YOUR INSTRUCTIONS:
Write out every single entry exactly.

(Data extracted from a collection)

▶

PR #1657, opened 2026-04-15
--hideDefaults flag for /variables

eliminate123:
This PR adds a ``-d (--hideDefaults)`` flag for ``/variables``. The -d flag hides all default player. variables. 

player. variables take up 3 pages when doing /variables.

On connect 4 when using ``/variables`` 
image

Now when using ``/variables -ad``
image

### DIFF
--- a/core/src/main/java/tc/oc/pgm/command/MapDevCommand.java
+++ b/core/src/main/java/tc/oc/pgm/command/MapDevCommand.java
@@ -45,6 +45,7 @@ import tc.oc.pgm.util.material.MaterialData;
 import tc.oc.pgm.util.text.TextFormatter;
 import tc.oc.pgm.variables.Variable;
 import tc.oc.pgm.variables.VariablesMatchModule;
+import tc.oc.pgm.variables.types.PlayerVariable;
 
 public class MapDevCommand {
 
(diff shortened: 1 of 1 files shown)


core/src/main/java/tc/oc/pgm/command/MapDevCommand.java
```diff
@@ -61,9 +62,11 @@ public void showVariables(
       @Argument("target") @Default(CURRENT) MatchPlayer target,
       @Argument("page") @Default("1") int page,
       @Flag(value = "query", aliases = "q") String query,
+      @Flag(value = "hideDefaults", aliases = "d") boolean hideDefaults,
       @Flag(value = "all", aliases = "a") boolean all) {
 
     List<Map.Entry<String, Variable<?>>> variables = vmm.getVariables()
+        .filter(e -> !(hideDefaults && e.getValue() instanceof PlayerVariable))
```
cswhite2000, line 69: Your implementation is to hide all player variables but the name of the flag is to hide defaults?

these are not quite the same thing

Pablete1234:
Imo it should be default behavior that default unused variables get hidden, and can be shown with `-a` (all). However that requires keeping track of what formulas/expressions are using what variables, across all modules that use them, and not just filtering "player." variables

◀

SOLUTION BELOW:
PR #1657, opened 2026-04-15
--hideDefaults flag for /variables

eliminate123:
This PR adds a ``-d (--hideDefaults)`` flag for ``/variables``. The -d flag hides all default player. variables. 

player. variables take up 3 pages when doing /variables.

On connect 4 when using ``/variables`` 
image

Now when using ``/variables -ad``
image

### DIFF
--- a/core/src/main/java/tc/oc/pgm/command/MapDevCommand.java
+++ b/core/src/main/java/tc/oc/pgm/command/MapDevCommand.java
@@ -45,6 +45,7 @@ import tc.oc.pgm.util.material.MaterialData;
 import tc.oc.pgm.util.text.TextFormatter;
 import tc.oc.pgm.variables.Variable;
 import tc.oc.pgm.variables.VariablesMatchModule;
+import tc.oc.pgm.variables.types.PlayerVariable;
 
 public class MapDevCommand {
 
(diff shortened: 1 of 1 files shown)


core/src/main/java/tc/oc/pgm/command/MapDevCommand.java
```diff
@@ -61,9 +62,11 @@ public void showVariables(
       @Argument("target") @Default(CURRENT) MatchPlayer target,
       @Argument("page") @Default("1") int page,
       @Flag(value = "query", aliases = "q") String query,
+      @Flag(value = "hideDefaults", aliases = "d") boolean hideDefaults,
       @Flag(value = "all", aliases = "a") boolean all) {
 
     List<Map.Entry<String, Variable<?>>> variables = vmm.getVariables()
+        .filter(e -> !(hideDefaults && e.getValue() instanceof PlayerVariable))
```
cswhite2000, line 69: Your implementation is to hide all player variables but the name of the flag is to hide defaults?

these are not quite the same thing

Pablete1234:
Imo it should be default behavior that default unused variables get hidden, and can be shown with `-a` (all). However that requires keeping track of what formulas/expressions are using what variables, across all modules that use them, and not just filtering "player." variables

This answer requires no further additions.